PR #92, opened 2022-02-09
WstETH collateral support

### LINKED ISSUE #73: Add `wstETH` collateral support

valiafetisov:
Closes #73 

Screenshot 2022-02-09 at 10 04 41

Note for the reviewer: only testable via hardhat

### DIFF
--- a/core/package-lock.json
+++ b/core/package-lock.json
@@ -22,6 +22,8 @@
         "@types/uuid": "^8.3.3",
         "@typescript-eslint/eslint-plugin": "^4.33.0",
         "@typescript-eslint/parser": "^4.33.0",
+        "@uniswap/sdk-core": "^3.0.1",
+        "@uniswap/v3-sdk": "^3.8.2",
         "dotenv": "^10.0.0",
         "eslint": "^7.8.0",
         "eslint-config-prettier": "^6.11.0",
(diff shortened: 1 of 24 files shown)


LukSteib (approved):
Was able to 
* auth `wstETH` transactions ✔️ 
* execute `wstETH` auction ✔️ 

---
Two questions:
* Do we make use of the dynamic routing functionality of Uniswap V3? 
* Do the transaction fees reflect gas prices and gas usage for tx execution properly on the hardhat fork?

valiafetisov:
> Do we make use of the dynamic routing functionality of Uniswap V3?

No, the exchange is done directly ETH->DAI, the callee itself also doesn't do any routing.

> Do the transaction fees reflect gas prices and gas usage for tx execution properly on the hardhat fork?

No, ethers.js can not figure it out itself and we so far only used one endpoint to determine mainnet gas price, which is unrelated here. Therefore, I configured the gas price to be very high: same way as on other test chains, but higher.

benediktkaiser (approved):

PR #105, opened 2022-02-15
Features page

### LINKED ISSUE #101: Implement a /features page
**Goal:**
Provide a page to users that describes all of the features of our tool(s) 

**Context:**
We agreed to create a feature page that lists all of the functionality of our tools in bullet lists. This should help a user that wants to inspect further what actions are faciliated via our UI (and which are not).
For that we have to create a dedicated subpage `/features` that allows to provide this overview

**Tasks:**
- [x] use existing landingblock with background image and heading `Feature overview` 
- [x] Use existing header without only with dark mode switch
   - [x] Maker Logo with text `Collateral auctions` that links to `/collateral` page (similar to /dashboard header)  
- [x] path: auctions.makerdao.network/features
- [x] Include the text (provided in gdoc below) and structure it nicely (correct spacing etc.)
   - [x] **note:** the comment on T&C at the end of the document is out of scope. Everything else should be included. 
- [x] Ensure responsivenes
- [x] Include a link to our footer called `Features` that links to this newly created page 

**Assets:**
Gdoc: https://docs.google.com/document/d/13pEGxUQlJ45kkCNCFATZRs8zw8mFJINmHx2MqAmqTGo/edit#

fegbert:
closes #101 

**preview**

image


frontend/components/FeatureList.vue
```diff
@@ -0,0 +1,280 @@
...
+import Vue from 'vue';
+import TextBlock from '~/components/common/TextBlock.vue';
+
+export default Vue.extend({
+    components: {
+        TextBlock,
+    },
+    data() {
+        return {
+            features: [
```
benediktkaiser, line 33: I think this is debatable and maybe you put some thought into this. 
As this feature list is pretty long I was wondering if it might make more sense to split it off into a separate file and to then export the const. Might make editing texts/UI easier in the future as we managed to separate it. 

What do you think?

frontend/components/FeatureList.vue
```diff
@@ -0,0 +1,280 @@
...
+                        {
+                            text: `The auction keeper is an open source tool provided by us for download`,
+                            indent: 0,
+                        },
+                        {
+                            text: `The keeper is not operated by us for or on behalf of the user`,
+                            indent: 0,
+                        },
+                        {
+                            text: `A user is able to download the code and run it himself`,
```
benediktkaiser, line 247: This is more a comment for @florianstoecker. 

I believe we should be using gender neutral language. Therefore I would replace `himself` with `themself`.

benediktkaiser: Had a quick talk with Flo about this. He agrees it is good to change this immediately!

benediktkaiser (changes requested):

frontend/components/FeatureList.vue
fegbert: I actually thought the same thing but doubted myself 😅 The main reason I used this file structure instead of just writing the text in the template is to improve readability of the component, so I agree that moving the text outside of it would increase that even more.

frontend/components/FeatureList.vue
fegbert: Very nice catch!

benediktkaiser (dismissed):

frontend/components/layout/Header.vue
```diff
@@ -72,7 +75,7 @@ export default Vue.extend({
         type: {
             type: String,
             default: 'default',
-            validator: type => ['default', 'unified'].includes(type),
+            validator: type => ['default', 'unified', 'features'].includes(type),
```
valiafetisov, line 78: Can you reuse `unified` type or is it in some way different?

frontend/components/FeatureList.vue
```diff
@@ -0,0 +1,54 @@
...
+                    <a v-if="feature.url" :href="feature.url"> {{ feature.url }} </a>
+                    <span v-else class="italic">Not yet implemented</span>
+                </div>
+                <h3 class="text-lg text-gray-700 font-semibold dark:text-gray-200 my-2">List of features:</h3>
+                <ul
+                    v-for="(point, index) in feature.features"
+                    :key="index"
+                    class="list-inside list-disc text-gray-700 dark:text-gray-200"
+                >
+                    <li :class="`Indent-${point.indent}`">{{ point.text }}</li>
```
valiafetisov, line 16: - This is not correct from the semantic point of view. The person with a screen reader would have a degraded possibility to understand the lists. But to implement it properly, you would need to 1) put `ul` into a separate component 2) [provide name of the component](https://github.com/sidestream-tech/unified-auctions-ui/blob/dd6882ad6cb84ee54d95b8e5bd933a31ec61a702/frontend/components/Auction.vue#L257) 3) call it recursively (you may want to restructure the FeatureList as well)
- Second reason to refactor this: class names constructed dynamically will be removed in production build https://stackoverflow.com/a/69687876

frontend/data/FeatureTexts.ts
```diff
@@ -0,0 +1,230 @@
...
+                indent: 1,
+            },
+            {
+                text: `For the following metrics computations are being made from the tool based on the fetched input parameters`,
+                indent: 1,
+            },
+            {
+                text: `Time till auction ends`,
+                indent: 2,
+            },
```
valiafetisov, line 28: For example: 
```suggestion
            {
                text: `The tool enables the user to see detailed metrics of collateral auctions`,
                items: [
                    {
                        text: `Basic auction information is fetched from the blockchain via the Infura API and
                        displayed in a structured way in the UI`,
                    },
                    {
                        text: `For the following metrics computations are being made from the tool based on the fetched input parameters`,
                        items: [
                            {
                                text: `Time till auction ends`,
                            },
                        ],
                    },
                ],
            },
```

frontend/components/FeatureList.vue
```diff
@@ -0,0 +1,54 @@
...
+<style scoped>
+.Indent-1 {
+    margin-left: 25px;
+    list-style-type: circle;
+}
+
+.Indent-2 {
+    margin-left: 50px;
+    list-style-type: square;
+}
```
valiafetisov, line 49: If you do this recursively, you can use default styling (which already suppose to change `list-style-type` and apply double `margin-left`) or use `ul > li > ul` css selector

frontend/components/layout/Header.vue
fegbert: using `minimal` from privacy page now 🙂

LukSteib (approved):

## Action item
Where the data above reaches the line holding "- [x] Use existing header", begin printing, and stop after the line holding "- [x] **note:**". Each line must be reproduced exactly, with nothing else added.

## Solution
- [x] Use existing header without only with dark mode switch
   - [x] Maker Logo with text `Collateral auctions` that links to `/collateral` page (similar to /dashboard header)  
- [x] path: auctions.makerdao.network/features
- [x] Include the text (provided in gdoc below) and structure it nicely (correct spacing etc.)
   - [x] **note:** the comment on T&C at the end of the document is out of scope. Everything else should be included. 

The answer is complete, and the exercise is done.